Este 14 de diciembre, Tercer Domingo de #Adviento2025, es el llamado domingo de Gaudete, que en latín quiere decir “¡alegraos!”, “¡alégrense!” o “¡estad alegres!”. Con esta oración podemos encender la tercera vela de la corona de Adviento:
TODOS: En el nombre del Padre, del Hijo y del Espíritu Santo. Amén.
MONITOR: Nuestro auxilio es el nombre del Señor.

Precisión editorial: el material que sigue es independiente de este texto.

PR #435, opened 2024-06-30
ci: add hmaccalc, remove NetworkManager from openSUSE CI containers

LaszloGombos:
## Changes

hmaccalc package is needed by the fido dracut module.

Since openSUSE prefers network-legacy over NetworkManager, let's uninstall NetworkManager. This will help testing the network dracut module, as now it will select network-legacy backend without additional configuration.

## Checklist


Conan-Kudo:
openSUSE is using NetworkManager by default now, so I don't think this assumption is true anymore.

LaszloGombos:
@aafeijoo-suse what do you think about the how the CI should test networking for openSUSE ?

Conan-Kudo (approved):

TODOS: Que hizo el cielo y la tierra.
MONITOR: Estamos ya en la tercera semana de Adviento: aumenta nuestra alegría y nuestro júbilo por la venida del Señor Jesús, que está cada vez más cerca de nosotros. Empecemos nuestra oración cantando VEN PRONTO SEÑOR (u otro canto apropiado).
TODOS CANTAN:
1.- ¡Oh Pastor de la Casa de Israel!,
trae a tu pueblo la ansiada salvación.
Verbo Eterno de la boca del Padre,
fuiste anunciado por labios de profeta.
¡VEN PRONTO, SEÑOR!
¡LLEGA, OH SALVADOR! (2v)
¡VEN, SEÑOR JESÚS!
¡VEN, LIBERADOR!
¡CIELOS, LLOVED VUESTRA JUSTICIA!
¡ÁBRETE, TIERRA,
HAZ GERMINAR AL SALVADOR! (2v)
2.- El clamor de los pueblos se levanta.
Hijo de David, las naciones te esperan.
Queremos la llegada de tu Reino.
Ven a liberar del pecado a los pueblos.
3.- Emmanuel, Salvador de las naciones,
eres esperanza del pueblo peregrino.
Sol naciente, esplendor de la justicia,
Tú nos salvarás con tu brazo poderoso.
MONITOR: Hoy, vamos a encender la tercera vela de nuestra corona de Adviento. El Señor está más cerca de nosotros y su luz nos ilumina cada vez más. Abramos nuestro corazón, muchas veces oscurecido por las tinieblas del pecado, a la luz admirable del amor de Dios.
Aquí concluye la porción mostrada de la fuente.